Don't feel bad. I was getting ready to wash and block a Haruni shawl, and was weaving in the yarn ends when , all of a sudden, a whole pattern repeat began to unravel :shock: :?  Yep, I had dropped a stitch.
I was so upset that I just frogged the entire thing. We all drop stitches every now and then.


----------



## SallieH (Oct 20, 2014)

RobbiD said:


> Don't feel bad. I was getting ready to wash and block a Haruni shawl, and was weaving in the yarn ends when , all of a sudden, a whole pattern repeat began to unravel :shock: :?  Yep, I had dropped a stitch.
> I was so upset that I just frogged the entire thing. We all drop stitches every now and then.

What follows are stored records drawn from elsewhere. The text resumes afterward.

PR #2312, opened 2023-12-27
Add 'rejected' filter option

lucas-shaw:
## Description
Add the new 'rejected' case state filter option

## Self-review checklist

* [ ] (3) Tests passing

### Related JIRA tickets
https://dsdmoj.atlassian.net/browse/CDPT-1084

### DIFF
--- a/app/services/case_filter/open_case_status_filter.rb
+++ b/app/services/case_filter/open_case_status_filter.rb
@@ -27,14 +27,22 @@ module CaseFilter
         end
       end
 
-      # To ensure 'rejected' is at the end of the filter list, .delete returns the
-      # value of the given key. It is then immediately assigned back.
-      state_choices["rejected"] = state_choices.delete("rejected")
+      offender_sar_move_state_filter_option_to_end(state_choices, "rejected")
 
       { filter_open_case_status: state_choices }
     end
 
   private
+
+    # For users dealing with Offender SARs
+    # To ensure 'rejected' is at the end of the filter list, .delete returns the
+    # value of the given key. It is then immediately assigned back.
+    def offender_sar_move_state_filter_option_to_end(filters, filter_key)
+      if @user.permitted_correspondence_types.any? { |h| h[:abbreviation] == "OFFENDER_SAR" }
+        filters[filter_key] = filters.delete(filter_key)
+        filters
+      end
+    end
 
     def get_tranlation_of_state_for_filter(sub_class, state)
       I18n.t("filters.filter_open_case_status.#{state}", default: nil) || TranslateForCase.translate(sub_class, "state", state)
--- a/app/services/case_filter/open_case_status_filter.rb
+++ b/app/services/case_filter/open_case_status_filter.rb
@@ -26,6 +26,11 @@ module CaseFilter
           end
         end
       end
+
+      # To ensure 'rejected' is at the end of the hash, .delete returns the
+      # value of the given key. It is then immediately assigned back.
+      state_choices["rejected"] = state_choices.delete("rejected")
+
       { filter_open_case_status: state_choices }
     end
 
--- a/app/services/case_filter/open_case_status_filter.rb
+++ b/app/services/case_filter/open_case_status_filter.rb
@@ -27,19 +27,14 @@ module CaseFilter
         end
       end
 
-      move_state_filter_option_to_end(state_choices, "rejected")
+      # To ensure 'rejected' is at the end of the filter list, .delete returns the
+      # value of the given key. It is then immediately assigned back.
+      state_choices["rejected"] = state_choices.delete("rejected")
 
       { filter_open_case_status: state_choices }
     end
 
   private
-
-    # To ensure 'rejected' is at the end of the filter list, .delete returns the
-    # value of the given key. It is then immediately assigned back.
-    def move_state_filter_option_to_end(filters, filter_key)
-      filters[filter_key] = filters.delete(filter_key)
-      filters
-    end
 
     def get_tranlation_of_state_for_filter(sub_class, state)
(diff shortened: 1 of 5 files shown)


spec/services/case_filter/open_case_status_filter_spec.rb
```diff
@@ -22,6 +22,7 @@
       std_responded_foi
       trig_responded_foi
       full_responded_foi
+      std_rejected_sar
```
lucas-shaw, line 25: Not sure whether this is the correct naming convention. Standard workflow, rejected offender sar case. Followed the comments in `spec/support/standard_setup.rb`

app/services/case_filter/open_case_status_filter.rb
```diff
@@ -26,11 +26,21 @@ def available_choices
           end
         end
       end
+
+      # To ensure 'rejected' is at the end of the filter list, .delete returns the
```
vertism, line 30: The explanation for what is being done should probably be with the change_case_filter_order method. Its name could maybe be changed to make it clear that the element is being moved to the end of the hash?

app/services/case_filter/open_case_status_filter.rb
```diff
@@ -26,11 +26,21 @@ def available_choices
           end
         end
       end
+
+      move_state_filter_option_to_end(state_choices, "rejected")
```
vertism, line 30: Just thinking about this again. Do the options need to be in a particular order? If so, would it be the order where they are originally defined, in which case can you not change that order instead of doing it here?

lucas-shaw: Hi the ticket only asks for 'rejected' to be at the end. The order is defined within the workflow file 'config/state_machine/configs/00_moj/40_offender_sar/10_offender_sar_preamble.yml', with `rejected` near the bottom of `permitted states` (`closed` is not shown). 

I did consider your suggestion however it seems that `{ filter_open_case_status: state_choices }` returns most of the status options. Then when `available_choices` is looped through within the view `app/views/cases/search_filters/_filter_multiple_choices.slim`, more options are added which seem to relate to SAR complaints only, so `rejected' is no longer at the bottom. `filter.available_choices[filter_attribute]` within the view adds on the extra filter options. I'm not sure how to resolve this in a different way.

lucas-shaw: I think `describe ".process_params!" do` within `open_case_status_filter_spec.rb` tests for list order, however I'm not sure how to do a test for the full view to ensure that 'rejected' appears after the SAR complaint status filters as well.

app/services/case_filter/open_case_status_filter.rb
```diff
@@ -26,11 +26,24 @@ def available_choices
...
       { filter_open_case_status: state_choices }
     end
 
   private
 
+    # For users dealing with Offender SARs
+    # To ensure 'rejected' is at the end of the filter list, .delete returns the
+    # value of the given key. It is then immediately assigned back.
+    def offender_sar_move_state_filter_option_to_end(filters, filter_key)
+      if @user.permitted_correspondence_types.any? { |h| h[:abbreviation] == "OFFENDER_SAR" }
```
lucas-shaw, line 41: Reused the method as it now includes a conditional. Without the conditional non branston users had an unwanted filter option named `filter open case status rejected`

spec/services/case_filter/open_case_status_filter_spec.rb
```diff
@@ -198,6 +213,40 @@
...
+
+    context "when logged in as a London Disclosure user" do
+      let(:user) { find_or_create :disclosure_specialist_bmt }
+      let(:open_case_status_filter) { described_class.new search_query, user, Case::Base }
+      let(:search_query) do
+        create :search_query
+      end
+
+      it "has the rejected key" do
+        expect(open_case_status_filter.available_choices[:filter_open_case_status]).not_to have_key("rejected")
```
lucas-shaw, line 241: Do we need to check that all non Offender users do not have the `rejected` key?

spec/services/case_filter/open_case_status_filter_spec.rb
```diff
@@ -198,6 +213,40 @@
...
+      end
+
+      it "returns the filter list with rejected as nil" do
```
lucas-shaw, line 244: Worth removing this now?

app/services/case_filter/open_case_status_filter.rb
lucas-shaw: I did that just in case it needed to be a new or different key in the future, as is easier to change. Happy to remove if needs be?

vertism: That would be easy enough to change in the future anyway. Probably better to design this for how you need it to work now.

spec/services/case_filter/open_case_status_filter_spec.rb
```diff
@@ -198,6 +213,40 @@
...
+    end
+
+    context "when logged in as a London Disclosure user" do
+      let(:user) { find_or_create :disclosure_specialist_bmt }
+      let(:open_case_status_filter) { described_class.new search_query, user, Case::Base }
+      let(:search_query) do
+        create :search_query
+      end
+
+      it "has the rejected key" do
```
vertism, line 240: This test name needs changing

spec/services/case_filter/open_case_status_filter_spec.rb
vertism: I don't really understand the purpose of it, so probably :)

vertism: I think you just need a test to check that there is no rejected key present

vertism (approved):
LGTM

Ouch! That must have hurt! This just happened to me this week. I was working on a complicated lace pattern, stopped, looked to admire my accomplishments; when I realized I had dropped 2 of the purls on the ribbing. Must have happened when they slipped off the dps and I had put them back again but skipped a row. I just had to take the whole thing out and start again. Even though it was on the wrong side, I would know!


----------



## cafeknitter (Apr 2, 2013)

Oooh so sorry been there!


----------



## kipsalot (Jan 2, 2013)

My sister just catches them with a stitch marker and weaves them in later. She does not catch them right away and She already has the correct number of stitches back on her needles. I am not sure what else to have her do.


----------



## Doodlebug (Jan 4, 2014)

I made a sweater that had dropped stitches in it, on purpose. It was beautiful. It was too small. I was heart broken. I had to give to a cousin. I now have new yarn in my project pile to redo the pattern in hopes that it will fit this time.


----------



## past (Apr 3, 2011)

You are not alone AND anyone, no matter how experienced or how long they've been knitting, will drop a stitch. Other things will happen to so as a knitter you need to be prepared for anything. After knitting for nearly 50 years I thought that I was a careful knitter. Was working on a wedding gift for my daughter. It was a counterpane square bedspread. After starting the 1st square over for about 10 times until I got it to look right I decided that would be my swatch square and not included in the bedspread. I was about half done with the squares when I accidentally knocked over my tea. I drink Red Rooiboos tea. My winter white squares now were stained a dark red. No matter what I tried doing they ended up looking like dirty snow instead of the winter snow color I chose. I had to make 3 more squares to replace the stained ones. I finally got all the squares done and laid out to start sewing together. Beautiful, the kids are gonna love it. Got it all sewn together and started to work on the edging. Laid it all out to sew the edging on and was so proud of my work. Took to the laundromat to wash and dry until still damp. Took it back home and laid on the bed to block and finish drying and right in the middle I see a square that I had knitted the one corner with an incorrect number of bobbles. No way I was going to tear back to the square. I didn't have time because the wedding was the next week. Gave to them anyway. They didn't notice the error until a couple years later. When they said something I told them that their gift was flawed to remind them that no marriage was perfect, but no matter what their marriage can be strong and beautiful even with the things that can try to damage it.
You can always turn a mistake that happens into something beautiful either by starting over or adding a story to it.


----------



## patocenizo (Jun 24, 2011)

Oh dear!! Don't cry...it is all about the learning experience and patience while knitting. :thumbup: :thumbup: It has happened to all of us..


----------



## Lily Jamjar (Dec 31, 2012)

Yep, we all do it! I have learned over the years that it's a good idea to count the stitches every few rows, then you'll know if you've dropped a stitch and you can pick it up without too much hassle. Also, when making up a complicated pattern, especially Aran, I check it over every 10th row or so - it's so easy to twist one cable the wrong way! 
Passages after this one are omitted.